I know... your mileage varies. Wonder how well they actually play.


----------



## zontar (Oct 25, 2007)

I've tried a couple of the odder shaped ones--just for fun--but they were a bit awkward to hold. The necks were fine, but I can't vouch for all of them--some the more normal ones could be more comfortable.

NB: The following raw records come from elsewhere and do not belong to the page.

PR #3545, opened 2023-07-03
Add's reporter to Case model and displays in UI

wssheldon:
Screenshot 2023-07-03 at 11 22 10 AM


src/dispatch/static/dispatch/src/case/ParticipantSelect.vue
```diff
@@ -1,36 +1,49 @@
 <template>
```
wssheldon, line 1: There's no change on this file it's just eslint formatting it

mvilanova (approved):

I never plugged one in though. So, basically the wilder shapes I found awkward, and overall they're not my style--but I'm sure some of them will find fans.


----------



## Prosonic (Apr 28, 2009)

I originally saw these guitars in a guitar world buyer’s guide. At first I couldn’t get over how ugly I thought they were. Then I found myself constantly flipping back and looking at them for days. I could never see myself playing one but I do find them strangely intriguing.


----------



## Mooh (Mar 7, 2007)

Lots o'bling, ka-ching.

With that degree of fancy stuff, the basic functions of playability, tone, comfort, fit & finish, set-up, and high quality parts had better be present, or the cost is misdirected, imho. 

Peace, Mooh.


----------



## al3d (Oct 3, 2007)

Simply another chinesse import, like DOT and SO many others. To much BLING BLING for me personnaly.


----------



## cheezyridr (Jun 8, 2009)

i haven't seen any mention of price anywhere. anyone know how much? 
just curious


----------



## Hired Goon (Mar 4, 2008)

Butt Fugly for the most part. May play nice but I can't get past the appearance.


----------



## Peter (Mar 25, 2008)

This white one looks pretty crazy:










I could play one of these too:

http://minarikguitars.com/images/products/sceptre.abaloneburst.zoom.jpg


----------



## mcgriff420 (Sep 30, 2008)

I would only consider getting one if I was going to play it standing up with a strap..like a flying V. The guitars themselves are probably fine just make sure you fully comprehend the odd shapes.


----------



## cheezyridr (Jun 8, 2009)

still no mention of what they cost


----------



## Mooh (Mar 7, 2007)

cheezyridr said:


> still no mention of what they cost


Respect? Dignity? Image?

(Actually, I'm morbidly curious myself.)

Peace, Mooh.


----------



## nutter (Aug 29, 2009)

the acoustics look pretty cool but the electrics are too over the top for me


----------



## Peter (Mar 25, 2008)

cheezyridr said:


> still no mention of what they cost


From what I last heard they have a MIK import model, and the same models are also available from their USA shop at a higher price. Sorry that's not hard numbers.


----------



## zontar (Oct 25, 2007)

I can't remember what the ones I saw cost...

So I checked the store's website-
$499.00 to $999.00.

That was posted May 29 last year--so prices could be higher & probably are.
Calgary Rock Shop


----------